Justin Schueller

Personal information
- Born: 1981 (age 44–45)
- Nationality: Australian
- Coaching career: 2007–present

Career history

Coaching
- 2007–2008: North Adelaide Rockets
- 2017–2019: Kilsyth Cobras
- 2017–2023: Melbourne United (assistant)
- 2021–2022: Geelong Supercats
- 2023–2025: Brisbane Bullets

Career highlights
- As head coach: Central ABL champion (2007); As assistant coach: 2× NBL champion (2018, 2021);

= Justin Schueller =

Australian professional basketball coach

Justin Schueller (born c. 1981) is an Australian professional basketball coach. Between 2017 and 2023, he spent six seasons as an assistant coach with Melbourne United of the National Basketball League (NBL), including their NBL championship-winning seasons in 2017–18 and 2020–21. Between 2023 and 2025, he served as head coach of the Brisbane Bullets.

==Early career==
Schueller grew up playing basketball until getting injured at senior level, when he subsequently moved into coaching.

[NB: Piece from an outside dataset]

PR #5959, opened 2026-09-16
PMM-15456 Bring SEP app controls and layouts onto Peak UI

nachodd:
Finding **P9** from the UX pass over the MySQL Backups Tech Preview (PMM-15380), under the PMM-15217 umbrella. Finishes the SEP framework's conversion onto Peak UI and settles the app on one list pattern and one edit pattern.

In 2007 and 2008, Schueller served as head coach of the North Adelaide Rockets in the Central ABL. He guided the Rockets to the 2007 Central ABL championship.

Schueller was a basketball coach at the Tasmanian Institute of Sport for around five years before departing in 2013. He subsequently became the Basketball Victoria Country high performance coach.

==Professional career==
In September 2016, Schueller was appointed head coach of the Kilsyth Cobras men's team of the South East Australian Basketball League (SEABL) for the 2017 season. He led the Cobras to an 11–13 record, tied for the fourth best record in the East Conference. He returned to the Cobras for the 2018 SEABL season, where he led the men's team to a league-best 15–5 regular season record before falling just short of a grand final berth with a loss in the preliminary final. He returned to the Cobras in 2019 for the inaugural season of the NBL1. He led the men's team to the NBL1 semi-finals before parting ways with the club after three seasons.

In 2017, Schueller became a development coach with Melbourne United of the National Basketball League (NBL). He served as an assistant coach with United for six seasons, including their NBL championship-winning seasons in 2017–18 and 2020–21.

Schueller joined the Geelong Supercats as head coach for the 2020 NBL1 season. After his first season was cancelled due to the COVID-19 pandemic, he coached the Supercats in the 2021 season and 2022 season. He missed a handful of games during the 2022 season due to Melbourne United finals commitments and international duties. The Supercats concluded the 2022 season with a record of 12 wins and 10 losses, securing eighth position by a single game to qualify for the postseason.

On 8 February 2023, Schueller was appointed head coach of the Brisbane Bullets on a two-year deal. In the 2023–24 NBL season, the Bullets finished in seventh spot in the standings with a record of 13 wins and 15 losses, missing out on the play-in by percentage margin. The Bullets endured an injury-ravaged season in 2024–25, as they finished outside the top six with a 12–17 record. On 17 February 2025, the club parted ways with Schueller.

==National team career==
In 2014, Schueller served as an assistant coach with the Australian under-17 men's team at the FIBA Under-17 World Championship, where the team won silver. He continued as an assistant coach with the team at the 2016 FIBA Under-17 World Championship. He was elevated to head coach of the under-17 men's team in 2017, going on to lead the team to sixth place at the 2018 FIBA Under-17 Basketball World Cup. After helping the Crocodiles to a gold medal and a perfect 6–0 record across the 2022 FIBA Under-16 Asian Championship, he led the team at the 2022 FIBA Under-17 Basketball World Cup.

==Personal life==
Schueller is married to wife Cody. As of 2023, he lived in Williamstown, Victoria.